Activity: Only one stretch of the data below should be repeated: the lines from the line containing "(diff shortened: 1 of 3 files shown)" through the line containing "SteveJacksonSoft, line 17: Formatting", inclusive, exactly as they are.

──────────

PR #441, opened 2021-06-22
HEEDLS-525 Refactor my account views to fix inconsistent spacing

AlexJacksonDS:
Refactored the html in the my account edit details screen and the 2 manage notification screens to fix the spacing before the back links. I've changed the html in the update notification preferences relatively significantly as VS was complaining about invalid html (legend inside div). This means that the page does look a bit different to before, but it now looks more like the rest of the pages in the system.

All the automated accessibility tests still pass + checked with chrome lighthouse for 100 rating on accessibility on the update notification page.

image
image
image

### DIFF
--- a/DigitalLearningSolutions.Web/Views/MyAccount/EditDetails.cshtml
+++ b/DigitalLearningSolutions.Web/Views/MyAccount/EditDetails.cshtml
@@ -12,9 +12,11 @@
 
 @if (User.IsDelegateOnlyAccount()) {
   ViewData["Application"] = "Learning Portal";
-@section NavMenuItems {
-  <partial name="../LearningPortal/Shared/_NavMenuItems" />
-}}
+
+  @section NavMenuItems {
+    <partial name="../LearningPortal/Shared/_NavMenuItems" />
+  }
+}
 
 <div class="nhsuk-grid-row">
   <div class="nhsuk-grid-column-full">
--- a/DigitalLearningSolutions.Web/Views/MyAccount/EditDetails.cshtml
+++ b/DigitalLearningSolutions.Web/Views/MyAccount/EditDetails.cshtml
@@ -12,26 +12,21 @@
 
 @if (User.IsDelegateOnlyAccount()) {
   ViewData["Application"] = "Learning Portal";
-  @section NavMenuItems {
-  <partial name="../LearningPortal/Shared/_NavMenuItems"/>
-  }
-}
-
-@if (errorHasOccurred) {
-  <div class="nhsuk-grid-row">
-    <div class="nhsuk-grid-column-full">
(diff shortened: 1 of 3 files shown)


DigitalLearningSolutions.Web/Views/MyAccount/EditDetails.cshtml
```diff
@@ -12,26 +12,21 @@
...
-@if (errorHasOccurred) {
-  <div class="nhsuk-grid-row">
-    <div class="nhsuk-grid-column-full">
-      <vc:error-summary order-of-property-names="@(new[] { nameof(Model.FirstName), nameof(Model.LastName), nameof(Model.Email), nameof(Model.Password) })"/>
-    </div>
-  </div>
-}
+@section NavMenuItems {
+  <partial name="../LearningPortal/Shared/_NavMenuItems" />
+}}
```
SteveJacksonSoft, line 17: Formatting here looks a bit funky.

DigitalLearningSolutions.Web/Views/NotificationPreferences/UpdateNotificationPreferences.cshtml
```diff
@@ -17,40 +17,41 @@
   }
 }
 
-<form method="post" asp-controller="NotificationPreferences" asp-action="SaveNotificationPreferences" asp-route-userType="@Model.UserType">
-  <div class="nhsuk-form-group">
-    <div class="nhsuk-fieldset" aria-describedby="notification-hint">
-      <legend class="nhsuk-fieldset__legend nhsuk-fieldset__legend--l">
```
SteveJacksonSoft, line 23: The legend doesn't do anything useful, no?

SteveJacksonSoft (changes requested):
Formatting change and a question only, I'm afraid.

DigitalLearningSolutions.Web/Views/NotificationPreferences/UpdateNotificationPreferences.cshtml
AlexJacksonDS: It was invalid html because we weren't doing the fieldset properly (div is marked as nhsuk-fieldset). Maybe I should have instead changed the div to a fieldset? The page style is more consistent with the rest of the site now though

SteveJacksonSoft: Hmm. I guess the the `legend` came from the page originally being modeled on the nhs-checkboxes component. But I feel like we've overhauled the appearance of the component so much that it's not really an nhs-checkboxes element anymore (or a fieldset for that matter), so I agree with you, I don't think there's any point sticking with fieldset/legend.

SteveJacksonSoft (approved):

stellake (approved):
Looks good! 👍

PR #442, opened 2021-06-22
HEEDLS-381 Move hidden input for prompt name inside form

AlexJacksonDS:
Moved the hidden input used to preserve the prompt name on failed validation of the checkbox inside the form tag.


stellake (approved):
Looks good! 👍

──────────

Expected answer:
(diff shortened: 1 of 3 files shown)


DigitalLearningSolutions.Web/Views/MyAccount/EditDetails.cshtml
```diff
@@ -12,26 +12,21 @@
...
-@if (errorHasOccurred) {
-  <div class="nhsuk-grid-row">
-    <div class="nhsuk-grid-column-full">
-      <vc:error-summary order-of-property-names="@(new[] { nameof(Model.FirstName), nameof(Model.LastName), nameof(Model.Email), nameof(Model.Password) })"/>
-    </div>
-  </div>
-}
+@section NavMenuItems {
+  <partial name="../LearningPortal/Shared/_NavMenuItems" />
+}}
```
SteveJacksonSoft, line 17: Formatting here looks a bit funky.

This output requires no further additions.